▸ Problem
Report every line below that holds the word "different".
──────── Data for analysis
PR #267, opened 2020-05-27
Bug fixed `restrict(::AbstractArray,::TriangulationPortion)` for portions of BoundaryTriangulation(s)

amartinhuertas:
Hi @fverdugo,

when working with `GridapDistributed.jl`, I figured out that the (current) implementation of `restrict(::AbstractArray,::TriangulationPortion)`, available [here](https://github.com/gridap/Gridap.jl/blob/v0.10.2/src/Geometry/TriangulationPortions.jl#L47) is wrong whenever it is fed up with a portion of a triangulation that extends `BoundaryTriangulation` (or a portion of a portion of `BoundaryTriangulation`, a portion of a portion of a portion of `BoundaryTriangulation`, etc.). The current patch fixes the implementation of `restrict` in such cases. It also immediately fixes `restrict(::AbstractArray,::TriangulationPortion)` for portions of `SkeletonTriangulation`s, as these rely on portions of `BoundaryTriangulation's`. I tested that this fix works with `GridapDistributed.jl`, but I did not find a way to extend the current tests in `Gridap.jl` in order to  test this feature. Any idea?

@amartinhuertas

### DIFF
--- a/NEWS.md
+++ b/NEWS.md
@@ -8,6 +8,7 @@ and this project adheres to [Semantic Versioning](https://semver.org/spec/v2.0.0
 
 ### Fixed
  - Fixed some methods of the `sparsecsr` generic function. Since PR [#262](https://github.com/gridap/Gridap.jl/pull/262).
+ - Fixed `restrict(::AbstractArray,::TriangulationPortion)` for portions of triangulations extending `BoundaryTriangulation`. Since PR [#267](https://github.com/gridap/Gridap.jl/pull/267).
 
 ## [0.10.2] - 2020-5-21
 
--- a/src/Geometry/BoundaryTriangulations.jl
+++ b/src/Geometry/BoundaryTriangulations.jl
@@ -67,6 +67,29 @@ function restrict(f::AbstractArray, trian::BoundaryTriangulation)
   compose_field_arrays(reindex(f,trian), get_face_to_cell_map(trian))
 end
 
+is_portion_of_boundary_triangulation(::TriangulationPortion{Dc,Dp,<:Triangulation}) where {Dc,Dp}=false
+is_portion_of_boundary_triangulation(trian::TriangulationPortion{Dc,Dp,<:TriangulationPortion}) where {Dc,Dp}=
+  is_portion_of_boundary_triangulation(trian.oldtrian)
+is_portion_of_boundary_triangulation(::TriangulationPortion{Dc,Dp,<:BoundaryTriangulation}) where {Dc,Dp}=true
+
+function get_face_to_cell_map(::TriangulationPortion{Dc,Dp,<:Triangulation}) where {Dc,Dp}
+  @assert false "You can only call get_face_to_cell_map with a TriangulationPortion of a BoundaryTriangulation"
+end
+function get_face_to_cell_map(trian::TriangulationPortion{Dc,Dp,<:TriangulationPortion}) where {Dc,Dp}
+  get_face_to_cell_map(trian.oldtrian)
+end
+function get_face_to_cell_map(trian::TriangulationPortion{Dc,Dp,<:BoundaryTriangulation}) where {Dc,Dp}
+  get_face_to_cell_map(trian.oldtrian)
+end
+
+function restrict(f::AbstractArray,trian::TriangulationPortion)
+  if (is_portion_of_boundary_triangulation(trian))
+    compose_field_arrays(reindex(f,trian), reindex(get_face_to_cell_map(trian),trian.cell_to_oldcell))
+  else
+    reindex(f,trian)
+  end
+end
+
 function get_cell_id(trian::BoundaryTriangulation)
   get_face_to_cell(trian)
 end
@@ -131,6 +154,3 @@ end
 #  D = num_cell_dims(model)
 #  face_to_mask = get_face_mask(labeling,tags,D-1)
 #end
-
-
-
--- a/src/Geometry/BoundaryTriangulations.jl
+++ b/src/Geometry/BoundaryTriangulations.jl
@@ -67,29 +67,6 @@ function restrict(f::AbstractArray, trian::BoundaryTriangulation)
   compose_field_arrays(reindex(f,trian), get_face_to_cell_map(trian))
 end
 
-# is_portion_of_boundary_triangulation(::TriangulationPortion{Dc,Dp,<:Triangulation}) where {Dc,Dp}=false
-# is_portion_of_boundary_triangulation(trian::TriangulationPortion{Dc,Dp,<:TriangulationPortion}) where {Dc,Dp}=
-#   is_portion_of_boundary_triangulation(trian.oldtrian)
-# is_portion_of_boundary_triangulation(::TriangulationPortion{Dc,Dp,<:BoundaryTriangulation}) where {Dc,Dp}=true
-#
-# function get_face_to_cell_map(::TriangulationPortion{Dc,Dp,<:Triangulation}) where {Dc,Dp}
-#   @assert false "You can only call get_face_to_cell_map with a TriangulationPortion of a BoundaryTriangulation"
-# end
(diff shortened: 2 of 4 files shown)


amartinhuertas:
> Can you check if it works?

I tested it. It did not work (see output below). Hard to say from this output why it did not work. You can try to reproduce the current error in your machine if u like. I pushed your proposed fix in the branch underlying this PR.

What's the rationale behind your proposed fix? (I do not full understand it)

```
include("test/DistributedPoissonDGTests.jl")
WARNING: replacing module DistributedPoissonDGTests.
Test Failed at 
/home/amartin/git-repos/GridapDistributed.jl/test/DistributedPoissonDGTests.jl:106
  Expression: e_l2 < tol
   Evaluated: 0.0002790769102222115 < 1.0e-9
ERROR: LoadError: There was an error during testing
in expression starting at 
/home/amartin/git-repos/GridapDistributed.jl/test/DistributedPoissonDGTests.jl:111
```

fverdugo:
Wow this is very strange... the tests in travis are passing.

In any case, I have fond a "little" error in the fix I proposed. 

@amartinhuertas can you try if the following works ?

```julia
function restrict(f::AbstractArray,trian::TriangulationPortion)
  reindex(restrict(f,trian.oldtrian),trian.cell_to_oldcell)
end
```
It also would be nice to find a test that only works with this last fix (if it ends up to be correct) and not with the previous one.

fverdugo:
> It also would be nice to find a test that only works with this last fix (if it ends up to be correct) and not with the previous one.

Try with a case in which `length(get_cell_id(trian.oldtrian))` is smaller than some id in `get_cell_id(trian)`

amartinhuertas:
>@amartinhuertas can you try if the following works ?

Great! Now it works. 

But I still do not understand the rationale behind your modified proposal. 

Can u please elaborate a little bit on it? 

Once I understand, then I can proceed with selecting a judicious test.

Thanks!

fverdugo:
> Can u please elaborate a little bit on it?

Sure!

It is important to note that we have 3 different sets of cells:

1. cells in the background interpolation mesh
2. cells in the  `oldtrian`
3. cells in the `trian`

Let's call `bgcell`, `oldcell`, and `cell` to a generic cell id for each of these sets of cells. Now, let me rewrite the function with this notation:

```julia
function restrict(bgcell_to_f::AbstractArray,trian::TriangulationPortion)
  oldcell_to_f = restrict(bgcell_to_f,trian.oldtrian)
  cell_to_f = reindex(oldcell_to_f,trian.cell_to_oldcell)
  return cell_to_f
end
```
Written in this way, the code is self reveling.

Another important thing to understand:

```julia
oldcell_to_bgcell = get_cell_id(oldtrian) 
cell_to_bgcell = get_cell_id(trian) 
```

amartinhuertas:
> Sure!
> It is important to note that we have 3 different sets of cells:
> ...

Thanks for the explanation! Now I got the point. Your modification is clearly the way to go. Let me complement your explanation with two extra points that I think are true and helped me to understand the whole picture (can you please explicitly confirm/check that they are true?):

1. Underlying the `restrict(f::AbstractArray,t::Triangulation)` generic function is the precondition that `f` has to be of the same length as the number of cells of dimension `Dc` in the DiscreteModel `t` stems from (either directly or indirectly). If you agree, perhaps we could add this statement as documentation for `restrict`, and/or as a precondition to be checked via `@assert`.

2. In the current (final) implementation of `restrict(f::AbstractArray,t::TriangulationPortion)`, the recursion which is triggered with `restrict(f,t.oldtrian)` ends up in two possible scenarios (are there more?):
   2.1.  `t.oldtrian` is the triangulation that directly stemmed from DiscreteModel, and of the same `Dc` as it. In such as case, `restrict(f,t.oldtrian)=f`.
   2.2.   `t.oldtrian` is a triangulation that extends `BoundaryTriangulation`. In such a case, `restrict(f,t.oldtrian)=compose_field_arrays(reindex(f,t.oldtrian),get_face_to_cell_map(t.oldtrian))`

@amartinhuertas

amartinhuertas:
> The tests are passing. However, I would wait to have the new test we were commenting so that we do not have a regression in this part.

Done in 829bdb0996bf3a531cf7a00daa8c738aada0bf96!

However, I have been trying to design a more clever test, without success. In particular, a test that spots the BUG that gives name to this PR: TriangulationPortion of BoundaryTriangulation. See the code I wrote so far below. The BUG was that the type of `v_btrian_portion.array` was wrong.  In particular, it ressembled more `v.array`, without being totally equal (because of a `ReindexedArray` in the middle of the awkarly large data type name). In other words, the test `@test typeof(v.array) != typeof(v_btrian_portion.array)` also passed with the BUG. How could we properly design the test?

```
domain = (0,1,0,1)
partition = (2,2)
model = CartesianDiscreteModel(domain,partition)
btrian = BoundaryTriangulation(model,[true for i=1:num_faces(model,1)])
btrian_portion = TriangulationPortion(btrian,[2,4,6])
btrian_portion_portion = TriangulationPortion(btrian_portion,[3,1])
order = 1
V0 = TestFESpace(
  reffe=:Lagrangian, order=order, valuetype=Float64,
  conformity=:H1, model=model, dirichlet_tags="boundary")
v=Gridap.FESpaces.get_cell_basis(V0)
v_btrian_portion=restrict(v,btrian_portion)
v_btrian_portion_portion=restrict(v,btrian_portion_portion)
@test length(v_btrian_portion)==3
@test length(v_btrian_portion_portion)==2
@test typeof(v.array) != typeof(v_btrian_portion.array)
```

fverdugo:
@amartinhuertas can you solve the conflict?

fverdugo:
> Underlying the restrict(f::AbstractArray,t::Triangulation) generic function is the precondition that f has to be of the same length as the number of cells of dimension Dc in the DiscreteModel t stems from (either directly or indirectly). If you agree, perhaps we could add this statement as documentation for restrict, and/or as a precondition to be checked via @assert.

Correct. Be also aware that Dc in the discrete model can be smaller than Dp in general.


> In the current (final) implementation of restrict(f::AbstractArray,t::TriangulationPortion), the recursion which is triggered with restrict(f,t.oldtrian) ends up in two possible scenarios (are there more?):
2.1. t.oldtrian is the triangulation that directly stemmed from DiscreteModel, and of the same Dc as it. In such as case, restrict(f,t.oldtrian)=f.
2.2. t.oldtrian is a triangulation that extends BoundaryTriangulation. In such a case, restrict(f,t.oldtrian)=compose_field_arrays(reindex(f,t.oldtrian),get_face_to_cell_map(t.oldtrian))

I think that in Gridap these are the two cases, however the number can increase since the code is extensible. E.g., in GridapEmbedded there are other cases.

amartinhuertas:
>@amartinhuertas can you solve the conflict?

Yes, done.

fverdugo:
> However, I have been trying to design a more clever test, without success. In particular, a test that spots the BUG that gives name to this PR: TriangulationPortion of BoundaryTriangulation. See the code I wrote so far below. The BUG was that the type of v_btrian_portion.array was wrong. In particular, it ressembled more v.array, without being totally equal (because of a ReindexedArray in the middle of the awkarly large data type name). In other words, the test @test typeof(v.array) != typeof(v_btrian_portion.array) also passed with the BUG. How could we properly design the test?

I think I will merge the PR even though this is not fixed since we need these devs in GridapDistributed ASAP. We can keep track of the pending test in an issue.

amartinhuertas:
> I think I will merge the PR even though this is not fixed since we need these devs in GridapDistributed ASAP. We can keep track of the pending test in an issue.

Ok. Agreed. Can u create the issue?

amartinhuertas:
> I think that in Gridap these are the two cases, however the number can increase since the code is extensible. E.g., in GridapEmbedded there are other cases.

May the BUG also affect to GridapEmbedded? Have you think about that?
────────────────
▸ Output below
It is important to note that we have 3 different sets of cells:
> It is important to note that we have 3 different sets of cells:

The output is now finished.